All of the above clearly rules out PWM. Again, see post #2 for more info.

But even though there is no PWM, the visual oscillations on the LD12 are a potential problem, as their frequencies are in the known perceptual flicker range (i.e. 700-1100 Hz). That said, you may not be able to see it unaided by eye on the LD12, due to the differing waveform and amplitude of this signal.

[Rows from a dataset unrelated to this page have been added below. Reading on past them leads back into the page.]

PR #38938, opened 2026-08-31
fix(proxy): compare budget window reset_at in UTC

### LINKED ISSUE #34896: [Bug]: budget_limits window resets are delayed by the timezone offset when litellm_settings.timezone is set
### Check for existing issues

### What happened?

When `litellm_settings.timezone` is set to a non-UTC timezone, per-window budget resets
(`budget_limits`, added in v1.83.10) fire late by the timezone offset. With
`timezone: Asia/Tokyo`, a monthly window whose `reset_at` is `2026-08-01T00:00:00+09:00`
is actually reset around 09:00 JST (= 00:00 UTC), so keys that exceeded the window stay
blocked (429) for ~9 extra hours.

Top-level budget resets (`budget_duration` on the key) respect the configured timezone
correctly. Only the `budget_limits` windows are affected.

Cause: `ResetBudgetJob._reset_expired_window()` strips the tzinfo from `reset_at` without
converting to UTC, then compares the local wall-clock value against naive UTC `now`:

```python
reset_at = datetime.fromisoformat(
    reset_at_str.replace("Z", "+00:00")
).replace(tzinfo=None)   # keeps +09:00 wall-clock time, drops the offset
if reset_at > now:       # now = datetime.utcnow()
    return False
```

Converting before stripping fixes it:

```python
reset_at = datetime.fromisoformat(
    reset_at_str.replace("Z", "+00:00")
).astimezone(timezone.utc).replace(tzinfo=None)
```

Verified on v1.93.0 and v1.94.0-rc.1 (also with `budget_reset_time: "00:00"` set — no change,
as expected since that only affects the scheduled wall-clock time, not the comparison).

### Steps to Reproduce

Accelerated with a short window (the same happens with `1mo` windows at month boundaries):

1. Set a non-UTC timezone in the proxy config and start the proxy:

   ```yaml
   litellm_settings:
     timezone: Asia/Tokyo
   ```

2. Create a key with a tiny budget window:

   ```bash
   curl -s -X POST "$PROXY/key/generate" -H "Authorization: Bearer $MASTER_KEY" \
     -d '{"max_budget": 1.0, "budget_duration": "daily",
          "budget_limits": [{"budget_duration": "300s", "max_budget": 0.000001}]}'
   ```

3. Make one chat completion call with the new key so the window is exceeded (spend flush takes ~15s). Subsequent calls return 429.
4. Wait past the window's `reset_at` plus the reset job interval (~10 min).
5. Calls still return 429 and `/key/info` shows `reset_at` unchanged. The window only resets once naive UTC time reaches the JST wall-clock value of `reset_at`, i.e. ~9 hours late.

### Relevant log output

```shell
# /key/info after exceeding the window (unchanged 40+ min past reset_at):
"budget_limits": [{"reset_at": "2026-07-28T14:26:00+09:00", "max_budget": 1e-06, "budget_duration": "300s"}]

# chat completion response:
429 {"error": {"message": "ExceededBudget: Key over 300s budget. Spend=$0.0000, Limit=$0.00",
    "type": "budget_exceeded", "code": "429"}}
```

Proxy

v1.94.0-rc.1 (also reproduced on v1.93.0)

_No response_

### LINKED ISSUE #37454: fix(proxy): preserve timezone offsets when resetting multi-window budgets
## Summary

`ResetBudgetJob.reset_budget_windows()` drops the timezone offset stored in `budget_limits[].reset_at`, then compares it with a naive UTC timestamp. This delays resets for non-UTC configured budget timezones.

## Current code

In `litellm/proxy/common_utils/reset_budget_job.py`:

```python
reset_at = datetime.fromisoformat(reset_at_str.replace("Z", "+00:00")).replace(tzinfo=None)
if reset_at > now:
    return False
# ...
now = datetime.utcnow()
```

## Reproduction

Configure a non-UTC budget reset timezone, for example `Asia/Shanghai` / `Asia/Singapore` (UTC+8), and create a multi-window budget:

```json
{
  "budget_duration": "24h",
  "max_budget": 100,
  "reset_at": "2026-08-20T00:00:00+08:00"
}
```

At `2026-08-19 16:00:00 UTC`, the window is due, because this is exactly `2026-08-20 00:00:00+08:00`.

The current code removes `+08:00`, yielding `2026-08-20 00:00:00` (naive), then compares it to `2026-08-19 16:00:00` (naive UTC). It considers the window unexpired and delays the reset until `2026-08-20 00:00:00 UTC` (08:00 local time).

## Impact

This affects `budget_limits` / Budget Windows for Keys and Teams. A daily or monthly window configured for local midnight may continue enforcing the previous window for up to the timezone offset after its intended reset boundary.

## Expected behavior

- Preserve the parsed offset for `reset_at`.
- Use `datetime.now(timezone.utc)` for `now`.
- Convert both values to aware UTC before comparing.
- Define a compatibility policy for legacy offset-less values (for example, interpret them as UTC and log a warning).
- Reset only the expired window; other windows (e.g. `30d`) must remain untouched.

## Suggested tests

1. `2026-08-20T00:00:00+08:00` does not reset at `2026-08-19 15:59 UTC`.
2. The same window resets immediately at `2026-08-19 16:00 UTC`.
3. A `Z` timestamp resets at the correct UTC boundary.
4. Legacy offset-less timestamps follow the documented compatibility behavior.
5. With `24h` and `30d` windows, expiring `24h` only clears its matching memory/Redis counter.

The current test coverage constructs only `Z` timestamps and therefore does not cover this offset-preservation case.

leikaiwei:
## TLDR

Problem this solves:

- Budget windows reset one timezone offset late
- Worse, the late reset meters 24h + offset of spend
- So a 24h/$100 budget effectively allows only ~$75/day

How it solves it:

- Convert `reset_at` to UTC before comparing it
- Compare against an aware UTC now

## User Flow

Before: a team on `Asia/Shanghai` sets a $100/24h budget, and their developers get cut off before the day is over

1. The proxy admin sets `timezone: "Asia/Shanghai"` and `budget_reset_time: "00:00"`, then creates a key with a $100 budget over 24h
2. A developer sends POST https://litellm-domain/v1/messages with that key all day
3. Spend crosses $100 around 21:30 Shanghai time and the key starts returning `ExceededBudget: Key over 24h budget`
4. Midnight Shanghai passes, but the key stays blocked: the reset does not fire until 08:00 the next morning
5. When it does fire, the fresh window is already counting spend from midnight, so the day's $100 covered 32 hours instead of 24

After: the same budget resets at Shanghai midnight and covers a full 24 hours

1. Same config, same key
2. The developer sends the same requests and hits `ExceededBudget` at the same point
3. At midnight Shanghai the key starts working again
4. The new window counts from midnight, so the $100 covers exactly 24 hours

## Relevant issues

Fixes #34896
Fixes #37454

## Pre-Submission checklist

## Screenshots / Proof of Fix

Ran on our production proxy, real paid traffic, 86 keys each on a 24h budget window, `timezone: "Asia/Shanghai"`

### Before (4d7144160a)

1. Every key's stored window still carried a UTC offset, so resets landed at 08:00 Shanghai instead of midnight:

```
$ psql -c "SELECT budget_limits->0->>'reset_at' reset_at, count(*) keys
           FROM \"LiteLLM_VerificationToken\"
           WHERE budget_limits IS NOT NULL GROUP BY 1;"

         reset_at          | keys
---------------------------+------
 2026-08-31T00:00:00+00:00 |   86
```

2. Shanghai midnight came and went with the windows untouched (checked at 00:42 local, reset still pending):

```
$ TZ=Asia/Shanghai date
Mon Aug 31 00:42:23 CST 2026
```

3. A key that had crossed its limit stayed blocked past local midnight:

```
$ docker logs litellm 2>&1 | grep ExceededBudget | tail -1
litellm.exceptions.BudgetExceededError: ExceededBudget: Key over 24h budget. Spend=$100.0053, Limit=$100.00
```

### After (f28186926f)

1. The reset fired and rewrote every window with the configured offset:

```
$ psql -c "SELECT budget_limits->0->>'reset_at' reset_at, count(*) keys
           FROM \"LiteLLM_VerificationToken\"
           WHERE budget_limits IS NOT NULL GROUP BY 1;"

         reset_at          | keys
---------------------------+------
 2026-09-01T00:00:00+08:00 |   86
```

2. The window now spans exactly one duration. Start is derived as `reset_at - budget_duration`:

```
window start   Shanghai 08-31 00:00
reset fires    Shanghai 09-01 00:00
span           24h
```

3. Spend for the live window lines up with that start (`Shanghai 08-31 00:00` = `UTC 08-30 16:00`), and keys under their limit keep serving:

```
$ psql -c "SELECT round(sum(spend)::numeric,2) spend
           FROM \"LiteLLM_SpendLogs\" WHERE \"startTime\" >= '2026-08-30 16:00:00'
           GROUP BY api_key ORDER BY 1 DESC LIMIT 3;"

 spend
--------
 161.40
 133.48
 120.86
```

(those three keys are on a $1000 window, so they are correctly not blocked)

## Type

🐛 Bug Fix

### Low

- Only `budget_limits` windows were affected
- Top-level `budget_duration` already handled the offset right

## Final Attestation

### DIFF
--- a/litellm/proxy/common_utils/reset_budget_job.py
+++ b/litellm/proxy/common_utils/reset_budget_job.py
@@ -1215,7 +1215,12 @@ class ResetBudgetJob:
         reset_at_str: Final = window.get("reset_at")
         if not reset_at_str:
             return False
-        reset_at: Final = datetime.fromisoformat(reset_at_str.replace("Z", "+00:00")).replace(tzinfo=None)
+        parsed_reset_at: Final = datetime.fromisoformat(reset_at_str.replace("Z", "+00:00"))
+        reset_at: Final = (
+            parsed_reset_at.replace(tzinfo=timezone.utc)
+            if parsed_reset_at.tzinfo is None
+            else parsed_reset_at.astimezone(timezone.utc)
+        )
         if reset_at > now:
             return False
         new_value: Final = await ResetBudgetJob._window_carried_spend(window, counter_key, spend_counter_cache)
@@ -1259,7 +1264,7 @@ class ResetBudgetJob:
 
         from litellm.proxy.proxy_server import spend_counter_cache
 
-        now: Final = datetime.utcnow()
+        now: Final = datetime.now(timezone.utc)
         for source in _WINDOW_SOURCES:
             try:
                 await self._reset_windows_for(source=source, now=now, spend_counter_cache=spend_counter_cache)
--- a/tests/test_litellm/proxy/common_utils/test_reset_budget_job.py
+++ b/tests/test_litellm/proxy/common_utils/test_reset_budget_job.py
@@ -944,6 +944,75 @@ def test_reset_budget_windows_resets_expired_team_window(monkeypatch):
     spend_counter_cache.in_memory_cache.set_cache.assert_any_call(key="spend:team:team-expired:window:30d", value=0.0)
 
 
+def test_reset_budget_windows_resets_expired_window_with_non_utc_offset(monkeypatch):
+    """Regression: a `reset_at` serialized with a non-UTC offset (what
+    `litellm_settings.timezone: Asia/Shanghai` produces) must be compared in UTC.
+    Dropping the offset kept an already-expired window blocked for the length of
+    the offset, so the window never reset on time."""
+    shanghai = timezone(timedelta(hours=8))
+    expired = (datetime.now(shanghai) - timedelta(minutes=5)).isoformat()
+
+    key_rows = [
+        {
+            "token": "sk-shanghai-expired",
+            "budget_limits": [{"budget_duration": "24h", "reset_at": expired}],
+        }
+    ]
+    job, prisma_client, spend_counter_cache = _make_reset_budget_windows_job(
+        monkeypatch, key_rows=key_rows, team_rows=[]
+    )
+
+    asyncio.run(job.reset_budget_windows())
+
+    prisma_client.db.litellm_verificationtoken.update.assert_awaited_once()
+    spend_counter_cache.in_memory_cache.set_cache.assert_any_call(
+        key="spend:key:sk-shanghai-expired:window:24h", value=0.0
+    )
+
+
+def test_reset_budget_windows_skips_unexpired_window_with_non_utc_offset(monkeypatch):
+    """The mirror of the guard above: a `+08:00` timestamp still in the future must
+    not reset early just because its wall-clock value already trails naive UTC now."""
+    shanghai = timezone(timedelta(hours=8))
+    future = (datetime.now(shanghai) + timedelta(minutes=5)).isoformat()
+
+    key_rows = [
+        {
+            "token": "sk-shanghai-future",
+            "budget_limits": [{"budget_duration": "24h", "reset_at": future}],
+        }
+    ]
+    job, prisma_client, _ = _make_reset_budget_windows_job(monkeypatch, key_rows=key_rows, team_rows=[])
+
+    asyncio.run(job.reset_budget_windows())
+
+    prisma_client.db.litellm_verificationtoken.update.assert_not_awaited()
+
+
+def test_reset_budget_windows_keeps_window_span_at_one_duration(monkeypatch):
+    """The offset-dropping bug also widened the metered span: the window start is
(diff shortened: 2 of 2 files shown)


leikaiwei:
Closing to reopen from a clean branch, no functional change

*So, the main question is can you see this signal as "flicker" on the LD12?* I can only speak for myself (and this one sample), but I can only visually detect the presence of flicker on the Med mode of my LD12 (i.e., the level with the greatest amplitude and lowest frequency). It is very subtle, and much less noticeable that PWM flicker would be at this frequency and output level. I can see no apparent signs of flicker on Hi, Turbo or Lo during actual use (and I am personally susceptible to noticing flicker). And even when shinning on a fan, I can only see stroboscopic evidence on Hi and Med. But of course, your sample could vary from mine. :shrug:

A secondary question is do these oscillating signals affect the runtime performance/efficiency of the light? For the answer to that, you'll have to scroll down to my runtimes section. 

I will discuss the likely source of this oscillating signal in the preliminary discussion section of my review. Note that I expect the presentation of this signal may be quite variable from one LD12 sample to the next.

Before I move on, I've read that some people have also reported seeing a change in flicker when switching modes on the LD12 (i.e., not present on activation, but present after cycling modes). I do not observe that on my sample, but I do see something interesting when switching from Turbo to Lo – there is a strong flicker effect during the ramping phase from max to min output. Forgive the rather messy trace below, but it should give you the idea of what happens as you press the switch (which occurred ~75 msecs into the run below): 






And here is a blow up that I managed to catch just as the switch was pressed (at ~10 msecs into the run below):






The first pulse is the standard Turbo mode oscillation, followed by the start of the ramp down to low. As you can see, the amplitude of the oscillation increases immediately during the ramp – basically, as the light ramps down to Lo from Turbo, it passes through the Hi and Med states (with their large amplitude and lower frequency oscillations). However, once the light reaches the Lo mode, output remains perfectly stable with no signal on my sample. 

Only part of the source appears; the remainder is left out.